The younger daughter returns from a summer college program at Truman State University this evening. Before she left, I asked her if she wanted me to work on her personal cross-stitch piece.
"No, Ma'am. What I would really like you to do is finish that Christmas stocking you started when I was five."
She will be fifteen in December.
Well, but for a bit of sparkly snow under the little girl's feet (I ran out of thread and it is currently on backorder), I would be completely finished with this stocking.
Let me say this was no less than a Herculean task with nearly every spare moment slaving away on this project the whole month of July.
Ordinarily, I would be elated and completely over the moon right now, but I have another one to work on for the older daughter:
The needlepoint shop in Austin advises that the last day they will accept completed work for guaranteed Christmas finish is September 15.
While I will give it my very best effort, I am not sure I will have the second one done by then.
The loom has been standing bare and idle for over a week.

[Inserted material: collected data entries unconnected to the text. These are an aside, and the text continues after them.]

Issue #519, opened 2017-10-17
Migrate to Go 1.9.x and Consul 1.0.x


cheapRoc:
Stub for migrating our build steps and releases to Go 1.9.x.

cheapRoc:
Ok, so I have all tests passing. Interesting side bit... when I bumped Consul to 1.0.0 and made a few small adjustments to how our tests run, it looks like Consul's `testutil` package was broken. Upon further investigation I found that @magiconair and others have made some required fixes into Consul post-1.0.0 for the testing facilities that ContainerPilot also relies on (re: `freeport`). Besides our "unit" tests (which rely on a live consul server) all integration tests pass so I've pegged my feature branch at v1.0.1-rc1 for now. I'll continue tracking the progress until the final GM is released.

/cc @misterbisson

magiconair:
@cheapRoc `testutil` wasn't broken since it is an internal package of consul that is required for consul's own integration testing and you shouldn't rely on that to be stable. The nomad team ran into this issue as well. 

To speed up integration tests and make them more reliable I've initially added an external tool `porter` to provide tests with unused port numbers on the localhost interface. In a subsequent step we replaced that with the `freeport` library to remove the dependency on the `porter` tool.

Having said that, if you need a consul instance for your tests you should start one by executing the binary and control the process. I've significantly sped up the startup time for a `-dev` instance to be ~100ms and added a `-hcl` command line option with 1.0.0 so that you can provide arbitrary configuration on the command line without generating a config file since there is no parity between config flags and config files.

Just run `consul agent -dev -hcl '<your HCL config>'` and you're set.

cheapRoc:
> @cheapRoc testutil wasn't broken since it is an internal package of consul that is required for consul's own integration testing and you shouldn't rely on that to be stable. The nomad team ran into this issue as well.

You're correct, I should have phrased that a tad better, it was broken in our use case. The interface worked perfectly fine outside Consul in another test of mine. I also noticed the Nomad team's commits and your added context makes this much clearer.

> Having said that, if you need a consul instance for your tests you should start one by executing the binary and control the process. I've significantly sped up the startup time for a -dev instance to be ~100ms and added a -hcl command line option with 1.0.0 so that you can provide arbitrary configuration on the command line without generating a config file since there is no parity between config flags and config files.
>
> Just run consul agent -dev -hcl '<your HCL config>' and you're set.

I'm with you, we shouldn't depend on an internal testing utility of a third party dependency. 

[...]

PR #527, opened 2017-11-12
Upgrade ContainerPilot to Go 1.9.x and Consul 1.0.x

cheapRoc:
Ref: #519 

This is a WIP PR. 

EDIT: Note that Consul is pegged at 1.0.1-rc1 and we'll want to finalize once a GM is released.

### DIFF
--- a/discovery/consul_test.go
+++ b/discovery/consul_test.go
@@ -3,9 +3,9 @@ package discovery
 import (
 	"fmt"
 	"testing"
+	"time"
 
 	consul "github.com/hashicorp/consul/api"
-	"github.com/hashicorp/consul/testutil"
 	"github.com/stretchr/testify/assert"
 )
 
@@ -77,18 +77,18 @@ a Consul server for testing. The 'consul' binary must be in the $PATH
 ref https://github.com/hashicorp/consul/tree/master/testutil
 */
 
-var testServer *testutil.TestServer
+var testServer *TestServer
 
 func TestWithConsul(t *testing.T) {
 	var err error
-	testServer, err = testutil.NewTestServerConfigT(t, func(c *testutil.TestServerConfig) {
-		c.LogLevel = "err"
-	})
+	testServer, err = NewTestServer(8500)
 	if err != nil {
 		t.Fatal(err)
 	}
-
 	defer testServer.Stop()
+
+	time.Sleep(300 * time.Millisecond)
+
 	t.Run("TestConsulTTLPass", testConsulTTLPass)
 	t.Run("TestConsulReregister", testConsulReregister)
 	t.Run("TestConsulCheckForChanges", testConsulCheckForChanges)
--- a/discovery/consul_test.go
+++ b/discovery/consul_test.go
@@ -80,9 +80,14 @@ ref https://github.com/hashicorp/consul/tree/master/testutil
 var testServer *testutil.TestServer
 
 func TestWithConsul(t *testing.T) {
-	testServer, _ = testutil.NewTestServerConfigT(t, func(c *testutil.TestServerConfig) {
+	var err error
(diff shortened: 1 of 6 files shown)


discovery/consul_test.go
```diff
@@ -77,13 +77,18 @@ a Consul server for testing. The 'consul' binary must be in the $PATH
...
-		c.LogLevel = "err"
-	})
+	var err error
+	testServer, err = NewTestServer(8500)
+	if err != nil {
+		t.Fatal(err)
+	}
 	defer testServer.Stop()
+
+	time.Sleep(300 * time.Millisecond)
```
cheapRoc: I'm not crazy about this and would much rather add something that checks for Consul's HTTP API endpoint being live. Any suggestions on that?

cheapRoc:
@magiconair Last commit in this PR adds the exec for `consul`. Let me know any suggestions you have.

Also, I didn't yet remove the old dependencies from our dep manager. I'll do that after we've discussed the patch.

discovery/test_server.go
```diff
@@ -0,0 +1,55 @@
...
+
+// NewTestServer constructs a new TestServer by including the httpPort as well.
+func NewTestServer(httpPort int) (*TestServer, error) {
+	path, err := exec.LookPath("consul")
+	if err != nil || path == "" {
+		return nil, fmt.Errorf("consul not found on $PATH - download and install " +
+			"consul or skip this test")
+	}
+
+	args := []string{"agent", "-dev"}
```
magiconair: You're not configuring the port. Add `"-http-port", strconv.Itoa(httpPort)` to `args`

discovery/test_server.go
```diff
@@ -0,0 +1,55 @@
...
+	cmd := exec.Command("consul", args...)
+	cmd.Stdout = io.Writer(os.Stdout)
+	cmd.Stderr = io.Writer(os.Stderr)
+	if err := cmd.Start(); err != nil {
+		return nil, errors.New("failed starting command")
+	}
+
+	httpAddr := fmt.Sprintf("127.0.0.1:%d", httpPort)
```
magiconair: You can inline this in the struct definition.

```go
return &TestServer{cmd, fmt.Sprintf("127.0.0.1:%d", httpPort)}, nil
```

discovery/consul_test.go
magiconair: Query `localhost:8500/v1/status/leader` for a non-empty `200 OK` response but do that as part of the `Start()` call. You can use/clone the `testutil/retry` package for that.

discovery/consul_test.go
```diff
@@ -77,18 +77,18 @@ a Consul server for testing. The 'consul' binary must be in the $PATH
 ref https://github.com/hashicorp/consul/tree/master/testutil
 */
 
-var testServer *testutil.TestServer
+var testServer *TestServer
```
magiconair: Don't use global state for tests. Pass the test server or better just the http address into the sub tests since that is all they need AFAICT.

cheapRoc: I agree, artifact of the previous implementation.

discovery/test_server.go
cheapRoc: Doh!

discovery/test_server.go
cheapRoc: I have a personal preference around inlining. Normally I enjoy the extra bits for readability and searching. In this case I agree, the line can be kept fairly short. 👍

discovery/consul_test.go
cheapRoc: Our tests don't require leadership election so I was able to just throw a naive GET request at `/v1/agent/self` which also uses `testutil/retry`.

cheapRoc:
Rebased against latest master and added @magiconair's CR comments. I also backed down to pinning Consul v1.0.0.

I believe we're in good shape.

Issue #549, opened 2018-02-21
Inconsistent default value for timeouts between job exec and health checks.


eliasbrange:
I've noticed an inconsistency between the default value for timeouts between a job exec timeout and health check timeout.

For jobs not running on an interval, the timeout defaults to `0` if left out which makes the job exec never time out. For jobs running on an interval the timeout defaults to be the same as the interval as seen here: https://github.com/joyent/containerpilot/blob/7208e025644e9d9b0ca06d26ee97a4c612af7788/jobs/config.go#L240

For health checks, if the timeout configuration is left out it defaults to the job exec timeout as seen here: https://github.com/joyent/containerpilot/blob/7208e025644e9d9b0ca06d26ee97a4c612af7788/jobs/config.go#L300

This seems off, why should it default to the timeout of the job it is health checking? 

And also, the above code always sets the health check timeout to `0` since `validateHealthCheck` is executed before `validateExec`, which means that `cfg.execTimeout` which is initialized in `validateExec` is always `0` when running `validateHealthCheck`.

A more sensible default might be to set `checkTimeout = cfg.heartbeatInterval` to make it behave the same as the default for exec timeouts.

cheapRoc:
Released in [3.8.0](https://github.com/joyent/containerpilot/releases/tag/3.8.0).

PR #550, opened 2018-02-21
Set health timeout to health interval if omitted.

I had an idea of what I wanted to do, and it did not involve another simple weave.
While I had some time today, I prepared my warp and dressed the loom. I used a blue gray fingering weight I had in the stash, and I wanted to use a lovely deep tonally dyed red (Stricken Smitten in Favorite Things) for the weft.
(The pictures are horrible, I know, but short of dragging the loom outside for lovely natural light, I am not sure how to make them better.)
While I loved the gray and red, the pattern did not show up that well, and the waste yarn (MadTosh) revealed the pattern so much better. Unfortunately, that was all the MadTosh in Mineral I had or I would have just woven the whole thing in it.
There was only one thing to do...cut out the red and look for something else in my stash...
Yes, I literally cut it out, albeit, carefully!
Part of the problem appeared to be using fingering weight weft on fingering weight warp, so I searched my worsted and Aran weight stash. A good contender was Malabrigo Merino in Tuareg. The Malabrigo is single ply and not as shiny as the MadTosh, but because this will hopefully become an infinity cowl (if I have enough yarn!), I thought the single ply would be infinitely more comfortable around the neck.
Despite the poor photos, the Malabrigo appears to show off the pattern as well as the MadTosh.